### Supplied data
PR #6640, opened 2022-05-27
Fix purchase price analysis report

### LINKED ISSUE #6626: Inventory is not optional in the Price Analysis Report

### Work instructions
Would you return all of the material exactly as written?

### Task answer
PR #6640, opened 2022-05-27
Fix purchase price analysis report

### LINKED ISSUE #6626: Inventory is not optional in the Price Analysis Report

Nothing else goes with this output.